Vor einigen Tagen suchte ich ein Möglichkeit die 'Zielmarken' zu formatiern wenn Sie den Fokus haben...

...und bei meinen Experimenten stellte sich beiläufig heraus (für mich vollkommen neu...), dass der Browser praktisch jede ID adressieren kann, dass ich diese <a>-Konstruktion also gar nicht brauche, dass ich beispielsweise das Seitenende sowieso anspringen kann (http://www.homepage.de/#Fuss), weil bereits der 'Footer' mit der ID=Fuss existiert. Ist das ein 'Bug or a Feature'? Firefox macht es, mein IE8 macht es.
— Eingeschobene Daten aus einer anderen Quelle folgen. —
PR #185, opened 2019-07-11
Add classes for modeling the audio graph

gaopinghuang0:
The third commit adds more method comments to the first commit.


geiger/src/graph/Graph.js
```diff
@@ -51,6 +54,10 @@ export default class Graph extends Events {
     this._in = {};
   }
 
+  /**
+   * Add cell to the graph based on its type.
+   * @param {!Cell} cell
```
hoch: What's `Cell`? This seems to be something other than `Node`.

geiger/src/graph/Graph.js
```diff
@@ -62,6 +69,10 @@ export default class Graph extends Events {
     }
   }
 
+  /**
+   * Add a node to the graph.
+   * @param {!Node} node
```
hoch: Where is `Node` defined? (as in `@typedef`)

geiger/src/graph/Graph.js
```diff
@@ -129,6 +144,10 @@ export default class Graph extends Events {
     this._shouldRedraw();
   }
 
+  /**
+   * Remove an edge to the graph by its id.
+   * @param {!string} edgeId
```
hoch: Let's define a data type for these UUIDs. I am using `GraphNodeId` in my JS code which extends `string`. I suggest you to do the same.

hoch: Hmm. This is an edge not a node. I'll have to think about it a bit.

geiger/src/graph/NodeWithPort.js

Aber dukomentiert finde ich es nirgends.

Fällt von Euch jemandem etwas dazu ein?

Viele Grüße
HH.


----------



## dreifragezeichen (30. Januar 2011)

TinniTuss hat gesagt.:


> Ist das ein 'Bug or a Feature'? [...] Aber dukomentiert finde ich es nirgends.
> 
> Fällt von Euch jemandem etwas dazu ein?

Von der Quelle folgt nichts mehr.